Your instructions ▸ Could you report every line from the entries that includes the word "airflow"?

-- Opening Marker --

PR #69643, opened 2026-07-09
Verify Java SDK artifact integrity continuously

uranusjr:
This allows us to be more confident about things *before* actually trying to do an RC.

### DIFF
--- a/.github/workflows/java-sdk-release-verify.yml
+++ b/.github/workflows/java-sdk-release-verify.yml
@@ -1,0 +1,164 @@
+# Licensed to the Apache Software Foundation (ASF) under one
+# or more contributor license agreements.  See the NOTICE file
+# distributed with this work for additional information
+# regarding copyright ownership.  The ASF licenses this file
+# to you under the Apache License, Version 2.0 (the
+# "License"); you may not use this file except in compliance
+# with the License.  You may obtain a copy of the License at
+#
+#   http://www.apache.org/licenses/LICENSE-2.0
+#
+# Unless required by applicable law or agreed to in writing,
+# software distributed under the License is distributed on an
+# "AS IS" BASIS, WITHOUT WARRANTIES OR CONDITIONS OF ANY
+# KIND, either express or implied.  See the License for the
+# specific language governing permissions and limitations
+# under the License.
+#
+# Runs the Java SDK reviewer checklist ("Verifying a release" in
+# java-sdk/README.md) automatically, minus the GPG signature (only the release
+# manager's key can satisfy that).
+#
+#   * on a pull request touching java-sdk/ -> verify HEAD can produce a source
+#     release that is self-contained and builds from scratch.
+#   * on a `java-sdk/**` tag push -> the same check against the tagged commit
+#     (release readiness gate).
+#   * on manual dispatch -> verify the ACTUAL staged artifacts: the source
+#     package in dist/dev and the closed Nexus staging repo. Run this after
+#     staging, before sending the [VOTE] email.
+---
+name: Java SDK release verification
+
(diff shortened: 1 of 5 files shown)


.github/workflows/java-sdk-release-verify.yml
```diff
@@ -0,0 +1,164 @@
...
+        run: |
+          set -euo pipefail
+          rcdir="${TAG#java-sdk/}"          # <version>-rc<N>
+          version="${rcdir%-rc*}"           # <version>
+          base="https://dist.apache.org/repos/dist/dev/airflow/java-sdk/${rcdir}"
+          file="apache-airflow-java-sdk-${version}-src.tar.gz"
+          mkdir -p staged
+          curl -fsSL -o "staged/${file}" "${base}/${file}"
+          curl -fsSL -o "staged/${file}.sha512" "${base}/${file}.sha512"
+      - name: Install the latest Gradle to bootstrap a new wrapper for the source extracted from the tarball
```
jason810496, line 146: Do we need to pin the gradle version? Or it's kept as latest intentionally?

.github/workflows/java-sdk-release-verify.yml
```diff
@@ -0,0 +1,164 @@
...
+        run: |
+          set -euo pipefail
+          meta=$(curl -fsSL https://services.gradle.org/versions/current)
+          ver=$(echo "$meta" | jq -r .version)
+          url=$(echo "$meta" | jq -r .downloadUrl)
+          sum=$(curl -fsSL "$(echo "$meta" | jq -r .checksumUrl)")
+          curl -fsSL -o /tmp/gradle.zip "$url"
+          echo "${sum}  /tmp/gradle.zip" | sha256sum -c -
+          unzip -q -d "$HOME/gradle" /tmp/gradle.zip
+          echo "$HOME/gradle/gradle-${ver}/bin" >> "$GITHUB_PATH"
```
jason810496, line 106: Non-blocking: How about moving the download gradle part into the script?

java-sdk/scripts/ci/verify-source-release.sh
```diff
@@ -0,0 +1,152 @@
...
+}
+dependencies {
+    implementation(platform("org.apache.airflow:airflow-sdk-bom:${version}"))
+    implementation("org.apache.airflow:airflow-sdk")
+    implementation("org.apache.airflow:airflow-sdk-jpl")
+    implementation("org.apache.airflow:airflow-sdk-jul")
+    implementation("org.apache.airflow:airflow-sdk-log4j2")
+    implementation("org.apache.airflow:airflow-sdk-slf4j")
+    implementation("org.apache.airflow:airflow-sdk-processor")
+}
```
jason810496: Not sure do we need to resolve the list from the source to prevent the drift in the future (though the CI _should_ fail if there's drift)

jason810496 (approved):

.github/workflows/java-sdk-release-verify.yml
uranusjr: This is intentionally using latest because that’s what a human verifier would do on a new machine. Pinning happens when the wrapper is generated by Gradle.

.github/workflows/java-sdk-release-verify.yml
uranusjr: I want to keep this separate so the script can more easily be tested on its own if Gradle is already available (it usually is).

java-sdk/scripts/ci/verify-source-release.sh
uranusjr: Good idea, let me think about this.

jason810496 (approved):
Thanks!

-- Closing Marker --
-- Opening Marker --

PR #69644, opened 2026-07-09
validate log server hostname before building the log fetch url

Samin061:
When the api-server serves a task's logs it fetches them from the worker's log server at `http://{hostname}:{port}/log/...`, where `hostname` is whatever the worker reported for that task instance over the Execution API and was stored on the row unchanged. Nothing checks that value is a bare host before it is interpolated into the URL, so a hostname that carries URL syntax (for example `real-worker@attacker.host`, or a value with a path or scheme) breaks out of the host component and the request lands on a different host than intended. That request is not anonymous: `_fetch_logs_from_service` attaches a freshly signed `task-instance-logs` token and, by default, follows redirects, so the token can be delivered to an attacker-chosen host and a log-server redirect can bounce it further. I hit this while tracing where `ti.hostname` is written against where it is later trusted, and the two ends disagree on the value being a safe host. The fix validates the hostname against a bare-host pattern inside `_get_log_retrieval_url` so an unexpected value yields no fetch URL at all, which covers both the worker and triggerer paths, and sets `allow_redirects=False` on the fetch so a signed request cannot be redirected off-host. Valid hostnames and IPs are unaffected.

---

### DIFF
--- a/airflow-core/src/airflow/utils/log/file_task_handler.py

-- Closing Marker --

Response to this exercise ▸
+          base="https://dist.apache.org/repos/dist/dev/airflow/java-sdk/${rcdir}"
+          file="apache-airflow-java-sdk-${version}-src.tar.gz"
+    implementation(platform("org.apache.airflow:airflow-sdk-bom:${version}"))
+    implementation("org.apache.airflow:airflow-sdk")
+    implementation("org.apache.airflow:airflow-sdk-jpl")
+    implementation("org.apache.airflow:airflow-sdk-jul")
+    implementation("org.apache.airflow:airflow-sdk-log4j2")
+    implementation("org.apache.airflow:airflow-sdk-slf4j")
+    implementation("org.apache.airflow:airflow-sdk-processor")
--- a/airflow-core/src/airflow/utils/log/file_task_handler.py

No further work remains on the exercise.